Nothing should change. Output the data exactly.

────────────────

Issue #67, opened 2019-05-21
Validation of request parameters/body according to openapi v3 json


Ladas:
Lets design how to share validation in all of our APIs.

I have a POC, which is basically just testing that the validation gem I've picked works for ingress-api https://github.com/ManageIQ/topological_inventory-ingress_api/pull/47/files#diff-fdb60c134b290dc6cd1033a065180563R27

The gem I've picked and battle-tested is https://github.com/ota42y/openapi_parser/pull/33 (with 1 pending PR)

I've tested it on ingress openapi.json which is pretty complex https://github.com/ManageIQ/topological_inventory-ingress_api/blob/master/public/doc/openapi-3-v0.0.2.json

--------------------

Now how do we want to integrate this to all of our APIs? As a before_action for controller? Into rack middleware (existing project is https://github.com/interagent/committee but supports only 1 schema per server)?. More thoughts?

Ladas:
cc @Fryguy @agrare @gmcculloug @abellotti who else might be interested?

gmcculloug:
@Ladas Seeing @gtanzillo missing from the list is making me wonder if you meant him and not me.  🤔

────────────────

- _WRITTEN SOLUTION_:
Issue #67, opened 2019-05-21
Validation of request parameters/body according to openapi v3 json


Ladas:
Lets design how to share validation in all of our APIs.

I have a POC, which is basically just testing that the validation gem I've picked works for ingress-api https://github.com/ManageIQ/topological_inventory-ingress_api/pull/47/files#diff-fdb60c134b290dc6cd1033a065180563R27

The gem I've picked and battle-tested is https://github.com/ota42y/openapi_parser/pull/33 (with 1 pending PR)

I've tested it on ingress openapi.json which is pretty complex https://github.com/ManageIQ/topological_inventory-ingress_api/blob/master/public/doc/openapi-3-v0.0.2.json

--------------------

Now how do we want to integrate this to all of our APIs? As a before_action for controller? Into rack middleware (existing project is https://github.com/interagent/committee but supports only 1 schema per server)?. More thoughts?

Ladas:
cc @Fryguy @agrare @gmcculloug @abellotti who else might be interested?

gmcculloug:
@Ladas Seeing @gtanzillo missing from the list is making me wonder if you meant him and not me.  🤔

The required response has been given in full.